Each record in the material below must be written out again exactly.
━━ Material to process
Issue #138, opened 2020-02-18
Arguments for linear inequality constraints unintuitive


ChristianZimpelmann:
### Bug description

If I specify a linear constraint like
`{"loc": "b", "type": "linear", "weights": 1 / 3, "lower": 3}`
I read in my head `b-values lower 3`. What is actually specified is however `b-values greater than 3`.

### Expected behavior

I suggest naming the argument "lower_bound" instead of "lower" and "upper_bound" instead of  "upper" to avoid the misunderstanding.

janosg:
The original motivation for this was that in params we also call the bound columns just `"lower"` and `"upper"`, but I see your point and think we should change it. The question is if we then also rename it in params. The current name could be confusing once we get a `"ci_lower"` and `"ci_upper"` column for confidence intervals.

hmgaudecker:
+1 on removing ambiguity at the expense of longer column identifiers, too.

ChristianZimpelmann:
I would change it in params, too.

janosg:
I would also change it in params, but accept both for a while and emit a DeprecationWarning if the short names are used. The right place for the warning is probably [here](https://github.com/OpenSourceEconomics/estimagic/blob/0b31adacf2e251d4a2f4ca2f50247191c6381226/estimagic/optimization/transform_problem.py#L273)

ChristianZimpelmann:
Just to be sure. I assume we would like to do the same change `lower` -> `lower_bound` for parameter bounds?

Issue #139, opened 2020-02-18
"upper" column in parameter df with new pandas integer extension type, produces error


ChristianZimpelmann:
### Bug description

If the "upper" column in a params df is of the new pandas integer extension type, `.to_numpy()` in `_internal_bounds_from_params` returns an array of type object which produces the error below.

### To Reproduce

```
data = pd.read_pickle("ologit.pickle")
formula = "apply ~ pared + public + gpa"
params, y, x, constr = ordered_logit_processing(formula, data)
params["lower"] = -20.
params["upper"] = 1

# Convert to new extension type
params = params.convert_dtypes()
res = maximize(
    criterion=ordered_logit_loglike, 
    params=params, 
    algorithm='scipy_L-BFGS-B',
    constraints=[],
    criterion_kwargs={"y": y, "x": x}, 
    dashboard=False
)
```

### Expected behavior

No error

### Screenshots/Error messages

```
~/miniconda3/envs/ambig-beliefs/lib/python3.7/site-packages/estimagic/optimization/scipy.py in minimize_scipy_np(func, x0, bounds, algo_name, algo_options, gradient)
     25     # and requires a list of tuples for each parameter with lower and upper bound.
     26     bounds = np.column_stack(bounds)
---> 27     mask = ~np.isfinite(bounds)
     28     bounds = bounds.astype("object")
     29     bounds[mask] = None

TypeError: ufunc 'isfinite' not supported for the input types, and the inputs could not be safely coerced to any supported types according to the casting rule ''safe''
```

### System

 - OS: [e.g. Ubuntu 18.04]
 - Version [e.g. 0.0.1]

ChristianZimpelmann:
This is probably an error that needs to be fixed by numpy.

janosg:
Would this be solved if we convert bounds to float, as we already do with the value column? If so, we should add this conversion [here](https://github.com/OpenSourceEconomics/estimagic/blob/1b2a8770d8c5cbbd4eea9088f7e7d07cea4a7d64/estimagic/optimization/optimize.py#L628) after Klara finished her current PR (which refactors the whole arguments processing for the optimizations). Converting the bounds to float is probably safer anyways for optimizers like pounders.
━━━━
◆ Your response
Issue #138, opened 2020-02-18
Arguments for linear inequality constraints unintuitive


ChristianZimpelmann:
### Bug description

If I specify a linear constraint like
`{"loc": "b", "type": "linear", "weights": 1 / 3, "lower": 3}`
I read in my head `b-values lower 3`. What is actually specified is however `b-values greater than 3`.

### Expected behavior

I suggest naming the argument "lower_bound" instead of "lower" and "upper_bound" instead of  "upper" to avoid the misunderstanding.

janosg:
The original motivation for this was that in params we also call the bound columns just `"lower"` and `"upper"`, but I see your point and think we should change it. The question is if we then also rename it in params. The current name could be confusing once we get a `"ci_lower"` and `"ci_upper"` column for confidence intervals.

hmgaudecker:
+1 on removing ambiguity at the expense of longer column identifiers, too.

ChristianZimpelmann:
I would change it in params, too.

janosg:
I would also change it in params, but accept both for a while and emit a DeprecationWarning if the short names are used. The right place for the warning is probably [here](https://github.com/OpenSourceEconomics/estimagic/blob/0b31adacf2e251d4a2f4ca2f50247191c6381226/estimagic/optimization/transform_problem.py#L273)

ChristianZimpelmann:
Just to be sure. I assume we would like to do the same change `lower` -> `lower_bound` for parameter bounds?

Issue #139, opened 2020-02-18
"upper" column in parameter df with new pandas integer extension type, produces error


ChristianZimpelmann:
### Bug description

If the "upper" column in a params df is of the new pandas integer extension type, `.to_numpy()` in `_internal_bounds_from_params` returns an array of type object which produces the error below.

### To Reproduce

```
data = pd.read_pickle("ologit.pickle")
formula = "apply ~ pared + public + gpa"
params, y, x, constr = ordered_logit_processing(formula, data)
params["lower"] = -20.
params["upper"] = 1

# Convert to new extension type
params = params.convert_dtypes()
res = maximize(
    criterion=ordered_logit_loglike, 
    params=params, 
    algorithm='scipy_L-BFGS-B',
    constraints=[],
    criterion_kwargs={"y": y, "x": x}, 
    dashboard=False
)
```

### Expected behavior

No error

### Screenshots/Error messages

```
~/miniconda3/envs/ambig-beliefs/lib/python3.7/site-packages/estimagic/optimization/scipy.py in minimize_scipy_np(func, x0, bounds, algo_name, algo_options, gradient)
     25     # and requires a list of tuples for each parameter with lower and upper bound.
     26     bounds = np.column_stack(bounds)
---> 27     mask = ~np.isfinite(bounds)
     28     bounds = bounds.astype("object")
     29     bounds[mask] = None

TypeError: ufunc 'isfinite' not supported for the input types, and the inputs could not be safely coerced to any supported types according to the casting rule ''safe''
```

### System

 - OS: [e.g. Ubuntu 18.04]
 - Version [e.g. 0.0.1]

ChristianZimpelmann:
This is probably an error that needs to be fixed by numpy.

janosg:
Would this be solved if we convert bounds to float, as we already do with the value column? If so, we should add this conversion [here](https://github.com/OpenSourceEconomics/estimagic/blob/1b2a8770d8c5cbbd4eea9088f7e7d07cea4a7d64/estimagic/optimization/optimize.py#L628) after Klara finished her current PR (which refactors the whole arguments processing for the optimizations). Converting the bounds to float is probably safer anyways for optimizers like pounders.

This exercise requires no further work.